Provide the data again in its entirety, exactly as given.

● PROVIDED MATERIAL:

+ + + +

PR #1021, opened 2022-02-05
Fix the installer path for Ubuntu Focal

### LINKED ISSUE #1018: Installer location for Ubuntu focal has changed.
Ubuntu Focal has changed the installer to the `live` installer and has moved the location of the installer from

+ + + +

● SOLUTION FOR THIS TASK:
PR #1021, opened 2022-02-05
Fix the installer path for Ubuntu Focal

### LINKED ISSUE #1018: Installer location for Ubuntu focal has changed.
Ubuntu Focal has changed the installer to the `live` installer and has moved the location of the installer from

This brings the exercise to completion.